I am on 10.5.5. What's your OS version? What's your applescript
verision? You can just run "version" to get it.
Paul
On Oct 3, 2008, at 11:59 AM, RJay Hansen wrote:
> Hmmm... It comes back with a -1700 error: Can't make "{\\rtf1\\ansi\
> \ansicpg1252\\cocoartf949\\cocoasu.... etc. into text.
>
> I'm not understanding what the purpose of that part of the script is
> for?
>
> rjay
>
>
> On Oct 2, 2008, at 5:17 PM, Paul Skinner wrote:
>
>> This version should be able to handle any filesize that the read
>> command can handle. No text accumulation, it writes as it reads. I
>> think this is pretty solid; I'll stop now.
>>
>>
>> try
>> set head to "{\\rtf1\\ansi\\ansicpg1252\\cocoartf949\\cocoasubrtf350
>> {\\fonttbl\\f0\\fswiss\\fcharset0 Helvetica;}
>> {\\colortbl;\\red255\\green255\\blue255;}
>> \\margl1440\\margr1440\\vieww12240\\viewh15840\\viewkind1
>> \\pard\\tx720\\tx1440\\tx2160\\tx2880\\tx3600\\tx4320\\tx5040\
>> \tx5760\\tx6480\\tx7200\\tx7920\\tx8640\\ql\\qnatural\\pardirnatural
>>
>> \\f0\\fs24 \\cf0 "
>> set tail to "}"
>>
>> try
>> tell application "Finder"
>> activate
>> set inputFile to choose file with prompt "Choose an underscore
>> delimited plaintext file for input."
>> set inputFileName to name of inputFile
>> set AppleScript's text item delimiters to "."

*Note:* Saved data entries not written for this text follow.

PR #14707, opened 2024-04-10
Update PRT Label Remove

shweta83:
### Problem Statement
When a PRT runs on a PR, it adds a PRT-Passed or PRT-Failed label to it. When we push a new commit to the PR, the labels are removed and the PR looks all green even if the PRT failed earlier.

### Solution
Updated the workflow to only remove the PRT-label on new commit to the PR if the PRT was passed in previous run, and keep it as it is otherwise.

### DIFF
--- a/.github/workflows/prt_labels.yml
+++ b/.github/workflows/prt_labels.yml
@@ -8,7 +8,7 @@ jobs:
     prt_labels_remover:
       name: remove the PRT label when amendments or new commits added to PR
       runs-on: ubuntu-latest
-      if: "(contains(github.event.pull_request.labels.*.name, 'PRT-Passed') || contains(github.event.pull_request.labels.*.name, 'PRT-Failed'))"
+      if: "(contains(github.event.pull_request.labels.*.name, 'PRT-Passed'))"
       steps:
         - name: Avoid the race condition as PRT result will be cleaned
           run: |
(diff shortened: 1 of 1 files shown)


omkarkhatavkar (approved):
ACK

lpramuk (approved):

lpramuk:
@shweta83 
Thanks for this.
Consider adding labels for cherrypicking.

.github/workflows/prt_labels.yml
```diff
@@ -35,7 +35,7 @@ jobs:
                 repo: context.repo.repo,
                 issue_number: prNumber,
               });
-              const labelsToRemove = ['PRT-Failed', 'PRT-Passed'];
```
Gauravtalreja1, line 38: Could you elaborate on ` labels are removed and the PR looks all green even if the PRT failed earlier.`?
And, shouldn't we remove both of thses labels if new commit is added/amend'ed?

shweta83: If some check is failed on the PR, it shows as crossed on the PR but when all the PRT labels are removed then it shows the PR as green in the Pull Requests list. With this change, we are trying to keep the PR in failed state unless PRT is passed on it.

Gauravtalreja1: Yes, the change makes sense, and it shows PR as green with other checks but not PRT which isn't run yet, and we check PRT results only.
In earlier approach we kept no PRT results labels after new commit added, and now we keep PRT failed/passed until we run PRT after new commit is added (iiuc). Although I'd prefer the earlier approach, I am fine with either one, and as @omkarkhatavkar already ack'ed, so I wouldn't block this.

Gauravtalreja1 (approved):

PR #14772, opened 2024-04-15
Fix Provisioning Tests

shubhamsg199:
Fixing failing provisioning tests

### DIFF
--- a/tests/foreman/api/test_provisioning.py
+++ b/tests/foreman/api/test_provisioning.py
@@ -138,20 +138,32 @@ def test_rhel_pxe_provisioning(
     # Host is not blank anymore
     provisioning_host.blank = False
 
+    provisioning_host.key_filename = None
     # Wait for the host to be rebooted and SSH daemon to be started.
     provisioning_host.wait_for_connection()
+
+    # For RHEL9 since root login is disabled
+    disable_ssh_cmd = (
+        'echo -e "\nPermitRootLogin yes" >> /etc/ssh/sshd_config; systemctl restart sshd'
+    )
+    # Run a command on the host using REX to verify that Satellite's SSH key is present on the host
+    template_id = (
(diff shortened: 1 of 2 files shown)


tests/foreman/api/test_provisioning.py
```diff
@@ -534,20 +522,32 @@ def test_rhel_pxe_provisioning_fips_enabled(
     # Host is not blank anymore
     provisioning_host.blank = False
 
+    provisioning_host.key_filename = None
     # Wait for the host to be rebooted and SSH daemon to be started.
     provisioning_host.wait_for_connection()
 
+    # For RHEL9 since root login is disabled
```
jameerpathan111, line 529: I see a lot of code repetition, and we'll probably need to use it in other tests too, so it's probably better to move this to https://github.com/SatelliteQE/robottelo/blob/master/robottelo/hosts.py#L1756 and only for RHEL9 Satellite.

jameerpathan111 (changes requested):

tests/foreman/api/test_provisioning.py
```diff
@@ -138,20 +138,32 @@ def test_rhel_pxe_provisioning(
...
+    disable_ssh_cmd = (
```
shweta83, line 146: This will be true for all your provisioning tests for RHEL9 so can we keep this common for all the  tests?

Gauravtalreja1: @shubhamsg199 How about creating a new helper to run and verify this REX job to enable or permit root login in ProvisioningSetup host_helpers (run just for EL9) and run other REX task for RHEL7/8/9 to verify hostname as we do now?

shubhamsg199:
Closing this as not needed anymore. broker 0.5 has been released which fixes the isssue

PR #14803, opened 2024-04-17
Fix test_positive_clone_backup

jameerpathan111:
### Problem Statement
- `test_positive_clone_backup` is failing with `Satellite is already installed. Satellite-clone should be run on a clean RHEL machine.` error.

### Solution
- Only enable the Satellite module but do not install the package.

### Related Issues
- SAT-24576

### DIFF
--- a/robottelo/hosts.py
+++ b/robottelo/hosts.py
@@ -1739,8 +1739,8 @@ class Capsule(ContentHost, CapsuleMixins):
         self._cli._configured = True
         return self._cli
 
-    def install_satellite_or_capsule_package(self):
-        """Install Satellite/Capsule package.
+    def enable_satellite_or_capsule_module_for_rhel8(self):
+        """Enable Satellite/Capsule module for RHEL8.
         Note: Make sure required repos are enabled before using this.
         """
         if self.os_version.major == 8:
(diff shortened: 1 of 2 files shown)


jameerpathan111:
trigger: test-robottelo
pytest: tests/foreman/destructive/test_clone.py -k "test_positive_clone_backup[include_pulp-offline]"

pondrejk (approved):

robottelo/hosts.py
```diff
@@ -1739,7 +1739,7 @@ def cli(self):
         self._cli._configured = True
         return self._cli
 
-    def install_satellite_or_capsule_package(self):
+    def install_satellite_or_capsule_package(self, install_package=True):
```
jyejare, line 1742: If installing the package is optional then we should modify the name of this function as its made/sounds to install the package only.

jyejare (commented):
ACK pending comment.

robottelo/hosts.py
jameerpathan111: I was thinking the same but I'm having a hard time coming up with something new.

jameerpathan111: got any suggestions?

jameerpathan111: how about `optional_satellite_or_capsule_package_install`

jameerpathan111: updated the pr. I split the helper into `install_satellite_or_capsule_package` and `enable_satellite_or_capsule_module`

jameerpathan111: PRT has passed last time so I'm not retriggering it again as the change was not destructive.

jyejare (approved):

PR #14837, opened 2024-04-19
Update Provisioning test workflow names

shubhamsg199:
### Problem Statement
The workflow names were recently updated and now they have `iac` prepended to the them,  the tests were failing because we had old workflow names in the test.

### Solution
Update them to the correct workflow names


shweta83 (approved):
Ack

ogajduse:
Can you consider making the WF name configurable through settings?

shubhamsg199:
> Can you consider making the WF name configurable through settings?

Updated

Gauravtalreja1 (approved):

>> copy text item 1 of inputFileName to inputFileName
>> set AppleScript's text item delimiters to ""
>> set inputFilePath to ((container of inputFile) as alias) as text
>> end tell
>>
>> set inputFileHandle to open for access inputFile
>> set outputFileHandle to open for access file (inputFilePath &
>> inputFileName & "_Italicized.rtf") with write permission
>> write head to outputFileHandle as text
>> on error e number n
>> display dialog "Error: " & (n as text) & return & e
>> end try
>>
>> set textoutput to {}
>>
>> set evenOddOpenCloseItalicsToggle to 0
>> repeat
>> try
>> set currentChunk to read inputFileHandle until "_"
>> if evenOddOpenCloseItalicsToggle is 0 then
>> if currentChunk is "_" then
>> write ((ASCII character 32) & "\\i " as text) to
>> outputFileHandle as text
>> else
>> write (text 1 thru -2 of currentChunk) & (ASCII character 32)
>> & "\\i " to outputFileHandle as text
>> end if
>> set evenOddOpenCloseItalicsToggle to 1
>> else
>> write ((text 1 thru -2 of currentChunk) & (ASCII character 32)
>> & "\\i0" as text) to outputFileHandle as text
>> set evenOddOpenCloseItalicsToggle to 0
>> end if
>> on error e number n
>> if n is not -39 then display dialog "Error: " & (n as text) &
>> return & e
>> exit repeat
>> end try
>> end repeat
>> write tail to outputFileHandle as text
>> try
>> close access inputFileHandle
>> close access outputFileHandle
>> end try
>> on error e number n
>> display dialog "Error: " & (n as text) & return & e
>> end try
>>
>>
>>
>>
>> On Oct 2, 2008, at 5:40 PM, Paul Skinner wrote:
>>
>>> This got me to thinking and I knocked this out. It generates a
>>> file named "(originalFilename)_Italicized.rtf" right next to the
>>> source file you choose. Let me know how this does on you r large
>>> text file, I'm curious.
>> ...
>>>
>>>
>>> On Oct 2, 2008, at 4:36 PM, RJay Hansen wrote:
>>>
>>>> On Oct 2, 2008, at 1:59 PM, Bill Steele wrote:
>>>>
>>>>> Unless you need this to happen in front of people's eyes, you
>>>>> don't have to do it in Tex-Edit. You can operate on an
>>>>> Applescript string variable with the search features in the ACME
>>>>> Script Widgets or Satimage OSAXen.
>>>>
>>>> Can you do the text styling though? From what I've been able to
>>>> determine, you can't although I'd be happy to be shown I'm wrong.
>>>>
>>>>> Finding what's between two underscores also could be a regular
>>>>> expression job.
>>>>
>>>> I actually thought of this yesterday when someone on the A.S.S.
>>>> list mentioned regular expressions. However, I've got that part
>>>> of the script working fine. I suspect using regular expressions
>>>> to do that would be quicker, but what I've got goes pretty fast.